Study the following epitable
function:
epitable <- function(exposure, outcome, ...){
#### Updated 2016-10-16
#### 2x2 table from 'xtabs' function
#### row names are exposure status
#### col names are illness outcome
#### ... = options to fisher.test functions
x <- xtabs(~ exposure + outcome, na.action=na.pass)
rowtot <- apply(x, 1, sum)
rowdist <- sweep(x, 1, rowtot, '/')
risk0 <- rowdist['N','Y']
risk1 <- rowdist['Y','Y']
rr <- risk1/risk0
or <- (risk1/(1-risk1)) / (risk0/(1-risk0))
ft <- fisher.test(x, ...)
pv <- ft$p.value
results <- unname(round(c(risk0, risk1, rr, or, pv), 2))
names(results) <- c('R0', 'R1', 'RR', 'OR', 'p.value')

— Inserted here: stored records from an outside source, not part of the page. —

PR #1795, opened 2018-02-07
Support PagerDuty API v2

sebito91:
- [x] Rebased/mergable
- [x] Tests pass
- [x] CHANGELOG.md updated

The PagerDuty API has stepped to v2 and it's a pretty serious refactor of the endpoint. While the v1 endpoint is still supported for some time, it's in deprecated mode and will ultimately be replaced soon(ish).

https://v2.developer.pagerduty.com/docs/events-api-v2
https://v2.developer.pagerduty.com/docs/getting-started

### DIFF
--- a/server/server_test.go
+++ b/server/server_test.go
@@ -22,6 +22,7 @@ import (
 	"testing"
 	"time"
 
+	"github.com/davecgh/go-spew/spew"
 	"github.com/dgrijalva/jwt-go"
 	iclient "github.com/influxdata/influxdb/client/v2"
 	"github.com/influxdata/influxdb/influxql"
@@ -46,6 +47,8 @@ import (
 	"github.com/influxdata/kapacitor/services/opsgenie2/opsgenie2test"
 	"github.com/influxdata/kapacitor/services/pagerduty"
 	"github.com/influxdata/kapacitor/services/pagerduty/pagerdutytest"
+	"github.com/influxdata/kapacitor/services/pagerduty2"
+	"github.com/influxdata/kapacitor/services/pagerduty2/pagerduty2test"
 	"github.com/influxdata/kapacitor/services/pushover/pushovertest"
 	"github.com/influxdata/kapacitor/services/sensu/sensutest"
 	"github.com/influxdata/kapacitor/services/slack/slacktest"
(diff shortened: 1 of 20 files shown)


services/pagerduty2/service.go
```diff
@@ -0,0 +1,328 @@
...
+// API entry point is now https://events.pagerduty.com/v2/enqueue
+type PDCEF struct {
+	Summary       string
+	Source        string
+	Severity      string
+	Timestamp     time.Time
+	Class         string
+	Component     string
+	Group         string
+	CustomDetails string
```
nathanielc: Based on the above it looks like this field can be arbitrary JSON, is that correct? If so the type could be `map[string]interface{}` or possibly just `interface{} `something and we could add the `details` JSON as this field.

See the VictorOps handler for how the details can be treated as rich data instead of just a string https://github.com/influxdata/kapacitor/blob/master/services/victorops/service.go#L208.  The `models.Result` type support JSON marshalling so it possibly could be set as the CustomDetails directly.

services/pagerduty2/service.go
```diff
@@ -0,0 +1,328 @@
...
+	eventType := "trigger"
+
+	switch level {
+	case alert.Warning:
+		severity = "warning"
+	case alert.Critical:
+		severity = "critical"
+	case alert.Info:
+		severity = "info"
+	case alert.Error:
```
nathanielc: How does the alert.Error level get set?

sebito91:
Thanks for the feedback! Still working to get the tests to pass fully before checking once more (comments in-line).

services/pagerduty2/service.go
sebito91: Was following the existing `pagerduty` description which actually has this as a standard string. A local commit type set `CustomDetails` to the `map[string]interface{}` you called out because that does seem to be the most flexible.

https://github.com/influxdata/kapacitor/blob/master/services/pagerduty/service.go#L155

Do we want to change this one too?

services/pagerduty2/service.go
sebito91: Good catch, this is my reading of the API v2 docs and not the internal representation from the `kapacitor` side...I'll remove.

sebito91:
@nathanielc mind taking another look? I've incorporated your feedback (hopefully)...

sebito91:
Not sure where this test is failing, but still looking into the fix for this one...
```
8432 === RUN   TestService_GetConfig
8433 --- FAIL: TestService_GetConfig (0.04s)
8434     service_test.go:1076: expected to get an response on errC
8435 FAIL
8436 FAIL    github.com/influxdata/kapacitor/services/config 1.072s
```

services/pagerduty2/service.go
```diff
@@ -0,0 +1,388 @@
...
+	} else {
+		ap.RoutingKey = serviceKey
+	}
+
+	ap.Client = "kapacitor"
+	ap.ClientURL = s.HTTPDService.URL()
+	ap.DedupKey = incidentKey
+	ap.EventAction = eventType
+
+	ap.Payload.CustomDetails = make(map[string]interface{})
```
nathanielc: I think it would be simpler and still just as useful if the CustomDetails where just the data.Result object. The Result object serializes to JSON in a standard format and contains all relevant data to the alert. Will it still work for your use case to just ignore the `details` string and pass in the Result directly? This way we can avoid any edge cases with trying to unmarshal the details strings since its opaque to the code at this point. Thoughts?

To be clear I am thinking something like this

```
ap.Payload.CustomDetails = make(map[string]interface{})
ap.Payload.CustomDetails["result"] = data.Result
```

Since the details strings can only be constructed using the data already in data.Result, then this is a superset of the data being provided. The only question is if the data is still useful if we do it this way.

services/pagerduty2/service.go
```diff
@@ -0,0 +1,388 @@
...
+}
+
+// Handle is a bound method to the handler that processes a given alert
+func (h *handler) Handle(event alert.Event) {
+	if err := h.s.Alert(
+		h.c.ServiceKey,
+		event.State.ID,
+		event.State.Message,
+		event.State.Level,
+		event.State.Details,
```
nathanielc: As per the above comment we can probably just remove passing the details down if they are not going to be used.

services/pagerduty2/service.go
sebito91: Ah, that makes sense. WIll update and get back to you ASAP!

server/server_test.go
```diff
@@ -8986,6 +9086,62 @@ func TestServer_AlertHandlers(t *testing.T) {
...
+								},
+							},
+							Timestamp: "1970-01-01T00:00:00.000000001Z",
+						},
+						RoutingKey: "service_key",
+					},
+				}}
+
+				fmt.Printf("DEBUG -- got: %v\n", got[0].PostData.Payload)
+				fmt.Printf("DEBUG -- exp: %v\n", exp[0].PostData.Payload)
```
nathanielc: Can you make these either `t.Log` or remove them?

sebito91:
@nathanielc apologies for the noise on this PR but I believe I've finally covered the updates you were looking for. Thanks again for your patience!

alert/types.go
```diff
@@ -125,6 +125,7 @@ const (
 	Warning
 	Critical
 	maxLevel
+	Error
```
nathanielc: This is unused correct?

services/pagerduty2/service.go
```diff
@@ -0,0 +1,378 @@
...
+	ap.Payload.CustomDetails = make(map[string]interface{})
+	ap.Payload.CustomDetails["result"] = data.Result
+
+	// The API doesn't explicitly mention a requirement for nanosecond resolution but payloads seem to
+	// fail if we don't include it (even zeroes). This hack is not graceful, but adds a negligible
+	// nanosecond resolution to our timestamp
+	m := timestamp.Format(time.RFC3339Nano)
+	if timestamp.Nanosecond() == 0 {
+		m = time.Unix(timestamp.Unix(), 1).In(timestamp.Location()).Format(time.RFC3339Nano)
+	}
```
nathanielc: This is just trying to ensure that the timestamps are correctly padded with zeros? And it does so by adding a single nanosecond? If so there is another way to do this. Go's time formatting docs don't make it super clear but in the format string if you use the digit `0` as a placeholder then it will correctly pad the string to be a fixed width.

From the Go source:

```
RFC3339Nano = "2006-01-02T15:04:05.999999999Z07:00"
                            
```
If you use this format instead, then zero padding will be added.

```
"2006-01-02T15:04:05.000000000Z07:00"
```

See https://play.golang.org/p/87-3z6vnUnc

alert/types.go
sebito91: I'll remove this one for now, but it is technically an option for the v2 API.

https://v2.developer.pagerduty.com/docs/send-an-event-events-api-v2

Since I'm not explicitly using it in the service then it's fine to ignore.

nathanielc: Yeah, eventually Kapacitor may support custom alert levels, right now it tries to keep things simple by implementing what is common between most alert services. 

Once there is room for customization here, we can enable the pagerduty2 to take advantage of it.

Thanks.

sebito91:
@nathanielc feedback incorporated, PR rebased and squashed!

list(data = x, results = results)
}
Here is an example of testing one food item:
epitable(oswego2$Baked.ham, oswego2$Ill)
## $data
## outcome
## exposure N Y
## N 12 17
## Y 17 29
##
## $results
## R0 R1 RR OR p.value
## 0.59 0.63 1.08 1.20 0.81
Use the epitable
function to test each food item to see if it is associated with developing illness. Construct a table with the following column headings:
- Food item
- \(R_0\)
- \(R_1\)
- \(RR\) (risk ratio)
- \(OR\) (odds ratio)
- Fisher \(p\) value
Discuss your findings.
5.8.4
Write a for
loop to automate the creation of the outbreak table from previous exercise.
5.8.4.1 Hint
outbreak <- matrix(NA, length(food.item), 5)

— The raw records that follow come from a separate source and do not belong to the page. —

PR #1818, opened 2018-02-27
Added oss to the appropriate locations to identify the oss platform

aanthony1243:
- [X] Rebased/mergable
- [X] Tests pass
- [ ] CHANGELOG.md updated  ??

### DIFF
--- a/cmd/kapacitord/main.go
+++ b/cmd/kapacitord/main.go
@@ -198,7 +198,7 @@ func (cmd *VersionCommand) Run(args ...string) error {
 	}
 
 	// Print version info.
-	fmt.Fprintf(cmd.Stdout, "Kapacitor %s (git: %s %s)\n", version, branch, commit)
+	fmt.Fprintf(cmd.Stdout, "Kapacitor oss version %s (git: %s %s)\n", version, branch, commit)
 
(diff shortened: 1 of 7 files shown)


server/vars/vars.go
```diff
@@ -23,7 +23,7 @@ const (
 	UptimeVarName = "uptime"
 
 	// The name of the product
-	Product = "kapacitor"
+	Product = "kapacitor oss"
```
nathanielc: This will break things. the product is used when making calls to various third parties, if we change the name we risk breaking their integrations.

cmd/kapacitord/main.go
```diff
@@ -198,7 +198,7 @@ func (cmd *VersionCommand) Run(args ...string) error {
 	}
 
 	// Print version info.
-	fmt.Fprintf(cmd.Stdout, "Kapacitor %s (git: %s %s)\n", version, branch, commit)
+	fmt.Fprintf(cmd.Stdout, "Kapacitor oss version %s (git: %s %s)\n", version, branch, commit)
```
nathanielc: Should oss be capitalized since its an acronym OSS?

rownames(outbreak) <- food.item
colnames(outbreak) <- c('R.0','R.1','RR','OR','P value')
for(i in 1:length(food.item)) {
outbreak[i,] <- epitable(oswego2[,food.item[i]], oswego2$Ill)$results
}
outbreak
5.8.5
Study the following use of lapply
and sapply
. Explain how both functions work, and what are their differences.

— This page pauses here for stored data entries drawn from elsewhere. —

PR #1823, opened 2018-02-28
Update OpsGenie to use v2 API

### LINKED ISSUE #1708: OpsGenie API v1 is deprecated: support non-deprecated API
{"code":32,"error":"DeprecatedApiException[API v1 is deprecated. Please refer https://docs.opsgenie.com/docs/dashboard/rest-api for details of the new version]"}

### LINKED ISSUE #1819: OpsGenie v2 Support
Comparing https://docs.opsgenie.com/docs/alert-api to https://docs.opsgenie.com/docs/alert-api-deprecated it looks like there are a few difference:

* The authentication method changes from a property of the JSON body to an HTTP header
* The team/recipients properties are combined into a respondents  list. Teams are `{"name":"team name","type":"team"}` and recipients are `{"username": "user name","type":"user"}`.

At this point I believe we can switch to using the new API without needing to create a new config or handler. Simply updating the existing code should be enough.

### LINKED ISSUE #1821: OpsGenie - Report tags as extra properties (Feature request)
Currently the only extra fields reported to opsgenie are level and monitoring tool (which is always Kapacitor). All other data is reported as a big a$$ json. OpsGenie doesn't support searching inside this json so that information has very limited usability.
Looking at the code, it doesn't look very hard to dynamically turn all tags of the alerts into extra properties, making it much easier to use. I can help with a pull request if you think this is a good idea.

nathanielc:
Fixes #1821 
Fixes #1819 
Fixes #1708 

- [x] Rebased/mergable
- [x] Tests pass
- [x] CHANGELOG.md updated

TODO
- [x] The RecoveryURL allowed user to customize recovery behavior, not sure how to update this in a non breaking way.

### DIFF
--- a/CHANGELOG.md
+++ b/CHANGELOG.md
@@ -2,10 +2,16 @@
 
 ## v1.5.0 [unreleased]
 
+### Features
+
+- [#1823](https://github.com/influxdata/kapacitor/pull/1823): Update OpsGenie integration to use the v2 API.
+    To upgrade to using the new API simply update your config and TICKscripts to use opsgenie2 instead of opsgenie.
+    If your `opsgenie` config uses the `recovery_url` option, for `opsgenie2` you will need to change it to the `recovery_action` option.
+    This is because the new v2 API is not structured with static URLs, and so only the action can be defined and not the entire URL.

lapply(oswego2[,food.item], function(x) epitable(x, oswego2$Ill)$results)
## $Baked.ham
## R0 R1 RR OR p.value
## 0.59 0.63 1.08 1.20 0.81
##
## $Spinach
## R0 R1 RR OR p.value
## 0.62 0.60 0.97 0.92 1.00
##
## $Mashed.potato
## R0 R1 RR OR p.value
## 0.62 0.62 1.00 1.00 1.00
##
## $Cabbage.salad
## R0 R1 RR OR p.value
## 0.60 0.64 1.08 1.22 0.81
##
## $Jello
## R0 R1 RR OR p.value
## 0.58 0.70 1.21 1.68 0.44
##
## $Rolls
## R0 R1 RR OR p.value
## 0.66 0.57 0.86 0.68 0.48
##
## $Brown.bread
## R0 R1 RR OR p.value
## 0.58 0.67 1.14 1.43 0.62
##
## $Milk
## R0 R1 RR OR p.value
## 0.62 0.50 0.81 0.61 0.64
##
## $Coffee
## R0 R1 RR OR p.value
## 0.61 0.61 1.00 1.00 1.00
##
## $Water
## R0 R1 RR OR p.value
## 0.65 0.54 0.84 0.64 0.45
##
## $Cakes
## R0 R1 RR OR p.value
## 0.54 0.68 1.24 1.75 0.34
##
## $Vanilla.ice.cream
## R0 R1 RR OR p.value
## 0.14 0.80 5.57 23.45 0.00
##
## $Chocolate.ice.cream
## R0 R1 RR OR p.value
## 0.74 0.53 0.72 0.40 0.09
##
## $Fruit.salad
## R0 R1 RR OR p.value
## 0.61 0.67 1.10 1.29 1.00
t(sapply(oswego2[,food.item], function(x) epitable(x, oswego2$Ill)$results))
## R0 R1 RR OR p.value
## Baked.ham 0.59 0.63 1.08 1.20 0.81
## Spinach 0.62 0.60 0.97 0.92 1.00
## Mashed.potato 0.62 0.62 1.00 1.00 1.00
## Cabbage.salad 0.60 0.64 1.08 1.22 0.81
## Jello 0.58 0.70 1.21 1.68 0.44
## Rolls 0.66 0.57 0.86 0.68 0.48
## Brown.bread 0.58 0.67 1.14 1.43 0.62
## Milk 0.62 0.50 0.81 0.61 0.64
## Coffee 0.61 0.61 1.00 1.00 1.00
## Water 0.65 0.54 0.84 0.64 0.45
## Cakes 0.54 0.68 1.24 1.75 0.34
## Vanilla.ice.cream 0.14 0.80 5.57 23.45 0.00
## Chocolate.ice.cream 0.74 0.53 0.72 0.40 0.09
## Fruit.salad 0.61 0.67 1.10 1.29 1.00
5.8.6
Study the following R code and explain the final answer for g(2)
:
a = 1
b = 2
f <- function(x) {
a * x + b
}
g <- function(x) {
a = 2
b = 1
f(x)
}
g(2)
## [1] 4
5.8.7
Study the following R code and explain the final answer for g(2)
:
g <- function(x) {
a = 2
b = 1
f <- function(x) {
a * x + b
}
f(x)
}
g(2)
## [1] 5
Bibliography
Selvin, S. 1998. Modern Applied Biostatistical Methods Using S-Plus. New York: Oxford University Press.